Transfer the dough to a lightly oiled bowl and spray the dough with a thin coating of cooking spray. Wrap the bowl with plastic wrap (I use plastic shopping bags instead of wasting plastic wrap. Put the bowl in the bag and tuck the handles underneath to keep out any breeze) and set aside to proof in a warm, draft-free place for 1 to hour or until doubled in size. Remove the plastic wrap (bag), punch down and flatten the rounded dough with the heel of your hand, and split into two equal pieces. Roll the dough up tightly, sealing the seam well. The dough should be elongated and oval-shaped, with tapered and rounded (not pointed) ends.

Preheat the oven lined with a pizza stone to 400 F. Alternately, an inverted baking sheet may be used in place of a pizza stone.
Place the dough on a baker's peel heavily dusted with semolina flour, or cornmeal, or alternately on an inverted baking sheet. (I use parchment paper on my peel dusted with cornmeal, so I can slide it all onto my pizza stone) Allow the dough to proof, loosely covered with sprayed plastic (I cut up the bag) and a dishtowel, for about one hour, or until doubled in size.
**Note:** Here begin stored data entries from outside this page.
PR #1066, opened 2026-08-19
feat(account-invite): refuse invite creation for an already registered e-mail

kiodreambau:
Owner-reported problem 3 of four, **backend half**. UI counterpart: ORISO-Admin `feat/invite-email-duplicate-check-p3`. See `0 - Docs/plans/2026-08-19-owner-problem-fixes-overview.md`.

## Problem

An invite whose recipient address already belongs to a registered identity was only rejected **at redemption time**. The invitee filled in the whole registration, signed and forwarded the contract, and only then hit the dead-end "invitation already used" page. All of that work wasted.

## Root cause

`createInvite` performed no availability check on the recipient address. The collision was only discovered later, at redemption, by which point the invitee had already done the work — and the admin who sent the invite never learned it was doomed.

## Fix

`createInvite` now verifies the recipient address against the existing `IdentityEmailOwnerLookup` port **before anything is reserved or persisted**, and answers **409 with `X-Reason: EMAIL_NOT_AVAILABLE`**. That reason makes the failure distinguishable from the bare 400 of a malformed address and from the reason-less 409 of a taken tenant ID.

Two properties that matter for review:

- **The guard sits before the tenant-ID reservation.** One guard therefore covers send-directly and add-to-list, tenant and counsellor invites, and CSV import — they all funnel through this one call. It is role-agnostic by construction, not by enumeration.
- **No new endpoint is introduced.** The check rides on the existing admin-only create call, so it never becomes an unauthenticated **user-enumeration oracle**, and there is no TOCTOU gap between a preflight answer and the real create.

The address is normalized (trim + lower-case) exactly the way `CounsellorInviteProvisioningService` normalizes it when it later creates the identity, so the guard tests the value that would actually collide.

## Tests

4 new `@Test` cases in `AccountInviteServiceTest` (+101 lines): address already owned → 409 + reason and **nothing reserved**; address free → unchanged happy path; normalization (whitespace / mixed case) collides correctly; the reservation is genuinely not touched on refusal.

## Reviewer test plan

- [ ] Create an invite for an address that already belongs to a registered identity — **409** with `X-Reason: EMAIL_NOT_AVAILABLE`.
- [ ] Confirm **no tenant-ID reservation** was consumed by the refused call.
- [ ] Same address with leading/trailing whitespace and different casing — still refused (normalization matches `CounsellorInviteProvisioningService`).
- [ ] Counsellor invite and tenant-admin invite — both refused by the same guard.
- [ ] „Direkt Versenden" (with `templateId`) and „Empfänger nur anlegen" (without) — both refused.
- [ ] CSV import with one colliding row — that row carries the reason, the others still import.
- [ ] Tenant-ID collision — still the reason-**less** 409, distinguishable from this one.
- [ ] Malformed address — still 400, not 409.
- [ ] Confirm **no new route** appears in the OpenAPI surface (no enumeration oracle).
- [ ] **Mobile (390 px)**: with the Admin branch deployed, the refusal renders inline on the e-mail field on a phone viewport.

### DIFF
--- a/src/main/java/de/caritas/cob/userservice/api/adapters/keycloak/KeycloakService.java
+++ b/src/main/java/de/caritas/cob/userservice/api/adapters/keycloak/KeycloakService.java
@@ -226,10 +226,20 @@ public class KeycloakService
     updateEmail(userId, userHelper.getDummyEmail(userId));
   }
 
+  /**
+   * Exact-owner lookup on top of Keycloak's fuzzy user search, which also matches on username,
+   * first and last name — hence the re-filter on the e-mail field itself.
+   *
+   * <p>The comparison ignores case: callers normalize the probe to lower case, but a stored record
+   * need not be lower-cased (imported or externally federated users routinely are not). A
+   * case-sensitive comparison would discard exactly the hit that Keycloak's own case-insensitive
+   * search just returned and report the address as free — the same duplicate-address defect the
+   * callers use this method to prevent.
+   */
   @Override
   public Optional<IdentityEmailOwner> findByEmail(String email) {
     return keycloakClient.getUsersResource().search(email, 0, Integer.MAX_VALUE).stream()
-        .filter(userRepresentation -> email.equals(userRepresentation.getEmail()))
+        .filter(userRepresentation -> email.equalsIgnoreCase(userRepresentation.getEmail()))
         .findFirst()
         .map(userRepresentation -> new IdentityEmailOwner(userRepresentation.getUsername()));
   }
--- a/src/main/java/de/caritas/cob/userservice/api/port/out/AccountInviteRepository.java
+++ b/src/main/java/de/caritas/cob/userservice/api/port/out/AccountInviteRepository.java
@@ -61,6 +61,49 @@ public interface AccountInviteRepository extends JpaRepository<AccountInvite, Lo
   boolean existsByTenantIdAndTargetRoleAndStatusIn(
       Long tenantId, AccountInviteTargetRole targetRole, Collection<AccountInviteStatus> statuses);
 
+  /**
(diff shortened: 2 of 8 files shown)


kiodreambau:
### Why a test-only commit appeared here (a1b0d84f)

This branch was red on the `required integration tests` gate, and it is not a merge artefact — it reproduces on its own on top of clean `pre-dev`.

Adding the duplicate-e-mail guard made `IdentityEmailOwnerLookup` the 11th constructor dependency of `AccountInviteService`. Two pre-existing `@DataJpaTest` slices build that bean with `@Import(AccountInviteService.class)` and declare exactly one `@MockitoBean` per collaborator, so a slice with no matching mock can no longer create its context:

```
UnsatisfiedDependencyException: Error creating bean with name
'...accountinvite.AccountInviteService': Unsatisfied dependency expressed through
constructor parameter 10: No qualifying bean of type
'...port.out.IdentityEmailOwnerLookup' available
```

That failed `AccountInviteAcceptRaceIT` (2 tests) and `AccountInviteReservationOrchestrationIT` (3 tests) — 5 errors out of 895, only the first being a real context-load failure and the rest the `ApplicationContext failure threshold (1) exceeded` cascade.

The fix is additive only: one import and one `@MockitoBean` per file, 4 insertions, 0 deletions, no existing mock touched. The guard itself is unchanged and the new dependency stays mandatory in production code. The port is consulted only on the creation path and Mockito answers `Optional.empty()` by default, so neither slice changes what it asserts.

The same commit is also carried on the throwaway integration branch `speed/owner-fixes-2026-08-19` (as `37d30977`); the two are byte-identical — cherry-picked with `-x`, and both file blobs hash the same.

shazia-k (approved):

Brush the dough with the egg white and sprinkle the sesame seeds over the top. Using a razor blade or sharp knife, score 3 (1/4-inch deep) slashes across the top of the dough at a 45 degree angle.

Spray the dough with water from a water bottle and place in the oven on the baking stone. Immediately close the oven and bake for 3 minutes. Open the oven door and spray the dough again with the water bottle. Close the oven door and bake for an additional 3 minutes before spraying the dough for a third time (the spraying of the dough will ensure a crisp golden brown crust). Bake the dough for 30 minutes, or until a hollow thud is heard when the bread is whacked with the bowl of a wooden spoon. Bread should have internal temperature of at least 200 F. Allow the bread to cool slightly on a wire rack before serving.


----------



## LadyCook61

looks so good! I hope to make some tomorrow.  I will have to omit the sesame seeds , due to divertulitis.


----------



## PieSusan

Thanks for the recipe. The breads look beautiful.


----------



## sattie

Wow Joe... you are truly gifted in the bread arena!


----------



## vyapti

Akh, I was looking for an Italian bread recipe this weekend.  I'll have to try this next time.  If it look half as good as yours, I'll be pleased.  Thanks =)


----------



## pacanis

Very nice, Joe.
I don't have a baking stone, and I have a baking sheet, but I wondered if a CI griddle could be used. Would the griddle more closely resemble the baking stone's properties. I'm assuming the stone is used for heat retention?
What do you think?
I may jusy give this a try this weekend.


----------



## JoeV

pacanis said:


> Very nice, Joe.
> I don't have a baking stone, and I have a baking sheet, but I wondered if a CI griddle could be used. Would the griddle more closely resemble the baking stone's properties. I'm assuming the stone is used for heat retention?
> What do you think?
> I may jusy give this a try this weekend.



Fred,

The stone is used for both heat retention and even heat distribution. I got my latest one (14" x15") at Bed Bath & Beyond for $19.95 less the 20% coupon. People laugh at me when I talk about using coupons at BB&B, but we get so many of them in the mail, the newspaper and coupon bundles, that I even keep a few in my truck in case I need to pick up something while I'm out.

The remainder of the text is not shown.